Incidentally, I have also set up an external service to manage indexes for each scenario in Express, MySQL, based on the following community discussion.

https://community.grafana.com/t/unique-test-data-per-vu-without-reserving-data-upfront/97144/4

However, we are concerned that it may become a bottleneck for load testing if it has to withstand the multiplicity of VUs while also considering exclusion control on the DB side. Therefore, we did not choose that method this time.

Solution: Use key/value store like Redis

The preface has taken a long time.

k6 by itself can’t resolve this issue, and setting up an API server will become a bottleneck…

So we thought it would be appropriate to use Redis as a data store that combines speed and integrity.

Fortunately, k6 also provides a Client for Redis operations, so it seems easy to handle.

https://grafana.com/docs/k6/latest/javascript-api/k6-experimental/redis/

 

The implementation image is the following figure.

In setup(), before the scenario starts, the index numbers to be used in all scenarios are put into Redis in the form of (scenario name, index number).

After that, by pop() the indexes of the relevant scenario in the scenario, you can retrieve the indexes in order from the top and read the data from the CSV file as expected.
(I have tried this locally with 1000 parallel rows, with no duplicates occurring.)

 

How to deploy redis in local is discribed in the following document.

Official doc: https://redis.io/docs/install/install-redis/

Below is a sample image of the k6 code.

Data is set into Redis in Setup(), which is called only once before the scenario starts.

import redis from 'k6/experimental/redis'

const client = new redis.Client('redis://localhost:6379')

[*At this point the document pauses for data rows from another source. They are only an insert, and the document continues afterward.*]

Issue #1929, opened 2025-04-10
Rag with remote vllm looses tool call


derekhiggins:
### System Info

root@ip-172-31-15-108:/app# python -m "torch.utils.collect_env"
/usr/local/lib/python3.10/runpy.py:126: RuntimeWarning: 'torch.utils.collect_env' found in sys.modules after import of package 'torch.utils', but prior to execution of 'torch.utils.collect_env'; this may result in unpredictable behaviour
  warn(RuntimeWarning(msg))                              
Collecting environment information...  
PyTorch version: 2.6.0+cpu               
Is debug build: False                             
CUDA used to build PyTorch: Could not collect     
ROCM used to build PyTorch: N/A                   
                                                           
OS: Debian GNU/Linux 12 (bookworm) (x86_64)       
GCC version: (Debian 12.2.0-14) 12.2.0            
Clang version: Could not collect                  
CMake version: Could not collect                  
Libc version: glibc-2.36                                                                                              
                                                                                                                      
Python version: 3.10.17 (main, Apr  9 2025, 00:33:49) [GCC 12.2.0] (64-bit runtime)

export async function Setup(): Promise<void> {
  for (let i = 0; i < amountOfScenarioIteration; i++) {
    await client.rpush('scenarioA', i)
  }
}

 

In the scenario, only for the first iteration, the data will be pop() and used as an index in the CSV.

import { SharedArray } from 'k6/data'
import papaparse from 'https://jslib.k6.io/papaparse/5.1.1/index.js'
import redis from 'k6/experimental/redis'

const client = new redis.Client('redis://localhost:6379')

// Manage whether current iteration is first or not
let roopCounterPerVU = 0

const users = new SharedArray('atTimesIndex', function () {
  return papaparse.parse(open(`${SCENARIO_FILES_DIR()}/userdata.csv`), { header: true }).data
})

export default async function ScenarioA(): Promise<void> {
  if (roopCounterPerVU === 0) {
     const counter = await client.lpop('scenarioA')
     user = users[counter]
  }
  roopCounterPerVU++
}

 

By simply configuring the scenario in this way, only one line of the CSV file is read per VU, in order from the top. This can be done by simply configuring a scenario like this.

Conclusion

I spent a few days struggling with it, fishing through various pages and official documentation.

If it were Gatling, it would be so easy… Why is k6 ….?

Is this also a JavaScript specification…? Oh, I’m going to hate JavaScript. ….

I was racking my brains with all kinds of thoughts.

I hope someone with the same problem can solve his/her problem in a few hours…

Thank you for taking the time to look this far.